Yuka Tabe (Waseda University) Thermo-mechanical coupling in chiral liquid crystals

Due to the broken mirror symmetry, chiral liquid crystals (LCs) possess unusual features both in static and dynamic structures. One interesting example is the unidirectional molecular rotation driven by linear flow; when a heat current[1], an electric current[2], or a diffusion current[3] is transported through a chiral LC sample, the director exhibits unidirectional rotation along the flow axis. The dynamical cross correlation in chiral LCs has been known for long years, which is recently refocused from the application point of view as soft sensors and rotors.

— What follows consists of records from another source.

PR #3779, opened 2022-08-08
Set limits on watchdog retries

mdegat01:
## Proposed change

Set limits on how often watchdog will retry when it finds an error. Limits are as follows:
1. If reanimation fails 5 times in the 10 second retry loop then stop trying
2. If we receive 10 failed/unhealthy events in a half hour period then ignore them

This should prevent issues like what was in sentry where an addon with an problematic config is continuously restarted with no hope of succeeding.

## Type of change

- [ ] Dependency upgrade

## Additional information

- Link to cli pull request:

## Checklist

### DIFF
--- a/supervisor/addons/addon.py
+++ b/supervisor/addons/addon.py
@@ -18,8 +18,6 @@ from securetar import atomic_contents_add, secure_path
 import voluptuous as vol
 from voluptuous.humanize import humanize_error
 
-from supervisor.jobs.const import JobExecutionLimit
-
 from ..const import (
     ATTR_ACCESS_TOKEN,
     ATTR_AUDIO_INPUT,
@@ -68,6 +66,7 @@ from ..exceptions import (
 )
 from ..hardware.data import Device
 from ..homeassistant.const import WSEvent, WSType
+from ..jobs.const import JobExecutionLimit
 from ..jobs.decorator import Job
 from ..utils import check_port
 from ..utils.apparmor import adjust_profile
--- a/supervisor/addons/addon.py
+++ b/supervisor/addons/addon.py
@@ -18,6 +18,8 @@ from securetar import atomic_contents_add, secure_path
 import voluptuous as vol
 from voluptuous.humanize import humanize_error
 
+from supervisor.jobs.const import JobExecutionLimit
+
 from ..const import (
     ATTR_ACCESS_TOKEN,
     ATTR_AUDIO_INPUT,
@@ -58,6 +60,7 @@ from ..docker.stats import DockerStats
 from ..exceptions import (
     AddonConfigurationError,
     AddonsError,
+    AddonsJobError,
     AddonsNotSupportedError,
     ConfigurationFileError,
     DockerError,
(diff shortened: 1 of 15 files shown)


supervisor/addons/addon.py
```diff
@@ -18,6 +18,8 @@
 import voluptuous as vol
 from voluptuous.humanize import humanize_error
 
+from supervisor.jobs.const import JobExecutionLimit
```
pvizeli, line 21: relative import

supervisor/addons/addon.py
```diff
@@ -58,17 +60,25 @@
...
+from ..jobs.decorator import Job
 from ..utils import check_port
 from ..utils.apparmor import adjust_profile
 from ..utils.json import read_json_file, write_json_file
-from .const import WATCHDOG_RETRY_SECONDS, AddonBackupMode
+from .const import (
+    WATCHDOG_MAX_ATTEMPTS,
+    WATCHDOG_RETRY_SECONDS,
+    WATCHDOG_THROTTLE_MAX_CALLS,
+    WATCHDOG_THROTTLE_PERIOD,
```
pvizeli, line 79: I guess you wanted import that from `addons.const`?

supervisor/addons/addon.py
ludeeus, line 21: <https://github.com/microsoft/pylance-release/discussions/2684>
(use relative)

supervisor/addons/addon.py
```diff
@@ -104,6 +114,54 @@ def __init__(self, coresys: CoreSys, slug: str):
...
         self._state: AddonState = AddonState.UNKNOWN
 
+        @Job(
+            name=f"addon_{slug}_restart_after_problem",
+            limit=JobExecutionLimit.THROTTLE_RATE_LIMIT,
+            throttle_period=WATCHDOG_THROTTLE_PERIOD,
+            throttle_max_calls=WATCHDOG_THROTTLE_MAX_CALLS,
+            on_condition=AddonsJobError,
+        )
+        async def restart_after_problem(addon: Addon, state: ContainerState):
```
pvizeli, line 124: I can't follow why this function is inline and not just called `_restart_after_problem`

supervisor/addons/addon.py
mdegat01: Isn't that where they are imported from? That's what I see...

supervisor/addons/addon.py
mdegat01: For reference that is also why I had to do this in every plugin:
https://github.com/home-assistant/supervisor/blob/473aed3f31019e59bd841e239db8a765267c3be8/supervisor/plugins/audio.py#L212-L220

Instead of just putting the method in `PluginBase` and making it a job. Then there was one job and one rate limit for all plugins.

supervisor/addons/addon.py
mdegat01: Or are you really asking "why isn't everything importing the same constants since they all have the same values"? I can do that I just figured we might want to tweak them different for core vs plugins vs addons now or in the future.

pvizeli (approved):

PR #3780, opened 2022-08-09
Support basic IPv6

pvizeli:
## Proposed change

That is still not enough for full ipv6 support as we need the IPv6 plugin for handling the iptables correctly like we have IPv4 support until docker get full support of that and not like now, only partial

## Type of change

- [ ] Dependency upgrade

## Additional information

- Link to cli pull request:

## Checklist

### DIFF
--- a/supervisor/const.py
+++ b/supervisor/const.py
@@ -38,7 +38,7 @@ SYSTEMD_JOURNAL_VOLATILE = Path("/run/log/journal")
 DOCKER_NETWORK = "hassio"
 DOCKER_NETWORK_MASK = ip_network("172.30.32.0/23")
 DOCKER_NETWORK_RANGE = ip_network("172.30.33.0/24")
-DOCKER_NETWORK_LINK_LOCAL = ip_network("fd00:172:30:32::/64")
+DOCKER_NETWORK_ULA = ip_network("fd00:172:30:32::/64")
 
 # This needs to match the dockerd --cpu-rt-runtime= argument.
 DOCKER_CPU_RUNTIME_TOTAL = 950_000
--- a/supervisor/const.py
+++ b/supervisor/const.py
@@ -38,6 +38,7 @@ SYSTEMD_JOURNAL_VOLATILE = Path("/run/log/journal")
 DOCKER_NETWORK = "hassio"
 DOCKER_NETWORK_MASK = ip_network("172.30.32.0/23")
 DOCKER_NETWORK_RANGE = ip_network("172.30.33.0/24")
+DOCKER_NETWORK_LINK_LOCAL = ip_network("fd00:172:30:32::/64")
 
 # This needs to match the dockerd --cpu-rt-runtime= argument.
 DOCKER_CPU_RUNTIME_TOTAL = 950_000
--- a/supervisor/docker/network.py
+++ b/supervisor/docker/network.py
@@ -93,7 +93,7 @@ class DockerNetwork:
         )
         ipam_pool_v6 = docker.types.IPAMPool(
             subnet=str(DOCKER_NETWORK_LINK_LOCAL),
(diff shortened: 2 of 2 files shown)


pvizeli:
I think we can not just upgrade the existing network. Properly we have to create a function that user can call which disconnect all container and recreate the network. This can be later also used if we allow to change the IP address of internal network

supervisor/const.py
```diff
@@ -38,6 +38,7 @@
 DOCKER_NETWORK = "hassio"
 DOCKER_NETWORK_MASK = ip_network("172.30.32.0/23")
 DOCKER_NETWORK_RANGE = ip_network("172.30.33.0/24")
+DOCKER_NETWORK_LINK_LOCAL = ip_network("fd00:172:30:32::/64")
```
agners, line 41: Note that this is a unique local address (ULA), which is not the same as a link local address (which start with `fe80`). Link local addresses can not be routed, unique local addresses can be routed in private networks (used to be called site).

I am not sure if we could get away with link local addressing only (which gets assigned by default when IPv6 is enabled), but definitely doesn't hurt to add a unique local address.

pvizeli: It will work. It looks like we need add for now `  "experimental": true, "ip6tables": true` to dockerd for support nat6

pvizeli: https://github.com/robbertkl/docker-ipv6nat/issues/65#issuecomment-883485635

agners: Just to be clear, I suggest to change the name of that constant, since its a ULA, e.g.

```suggestion
DOCKER_NETWORK_ULA = ip_network("fd00:172:30:32::/64")
```

> It will work.

With just link local addressing (aka, not setting any address manually) or with unique local addressing?

pvizeli:
Yeah, I will create the function and create an issue/fix about it and then we can merge it

cmsj:
@pvizeli is there anything I might be able to do in order to help this PR move forward? I have built an addon that would benefit greatly from being able to get a working v6 address :)

agners:
> @pvizeli is there anything I might be able to do in order to help this PR move forward? I have built an addon that would benefit greatly from being able to get a working v6 address :)

Can you elaborate a bit more on the use case for IPv6 in your add-on? The intention here is to assign an address from the ULA range. Depending on use case this might not be useful.

cmsj:
> Can you elaborate a bit more on the use case for IPv6 in your add-on? The intention here is to assign an address from the ULA range. Depending on use case this might not be useful.

Sure thing, [my addon](https://github.com/cmsj/addon-bind) is just a simple packaging of the Bind DNS server and it a lot of the major DNS registrars/clouds have v6 addresses for their DNS servers and it would be good to be able to reach those as well as the v4 addresses.

FWIW ULA addressing is fine for this sort of thing in Docker because, as with v4, it sets up NAT for outbound connections on v6.

martymarty004:
Just a question, could this new feature be able to fix the issues I'm experiencing in my dual-stack network with the Add-ons?

For example, I've not been able to configure access policies on NPM to work properly, since all traffic that is coming from IPv6 will seem to be coming from the bridge (`172.30.32.1`). 
This has also made me disable fail2ban, since any failed attempts to access Home Assistant or its add-ons from an IPv6 client would ban automatically every IPv6 connection.

I know that I could easily disable dual-stack globally and run IPv4 only, but I'm starting a networks course next month and dual stack looks like it could be a great playground for my experiments (my ISP was kind enough to give me a static public IPv4 and a static /48 prefix for free).

frenck:
This PR has been pending for quite a long time. We do plan on picking picking this feature up at some point in time (it is on the radar).

For now, I'd like to clean up our queues a little bit, so going to close this for now. We can re-open and pick up when we are ready to work on it again.

../Frenck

In this talk, we show the rotation of cholesteric droplets dispersed in the coexisting isotropic phase or in immiscible liquids under a temperature gradient[4-6]. When a heat current passed through the droplets, the constituent molecules exhibited the unidirectional rotation along the flux, the direction of which was reversed by the chirality inversion and the velocity was linear to the temperature gradient. Furthermore, the droplets showed not only the director rotation but also rigid-body rotation when they were small. Considering that the way of rotation should be determined by the competition between the external torque, the surface anchoring and the orientational elasticity, we estimated the extrapolation length and the coherent length, and successfully explained the size-dependence. The result helps the better understanding of the thermomechanical coupling in chiral LCs and will be useful for the future application.

[1] O. Lehmann, Ann. Phys. 307, 649 (1900).

[2] N. V. Madhusudana, R. Pratibha, and H. P. Padmini, Mol. Cryst. Liq. Cryst. 202, 35 (1991).

[3] Y. Tabe and H. Yokoyama, Nat. Mat. 2, 806 (2003).

[4] S. Bono, Y. Maruyama, and Y. Tabe, Soft Matter 14, 9798 (2018).

[5] K. Nishiyama, S. Bono, and Y. Tabe, Soft Matter 17, 10818 (2021).

[6] S. Takano, S. Bono, and Y. Tabe, J. Phys. Soc. Jpn. 92, 024601 (2023).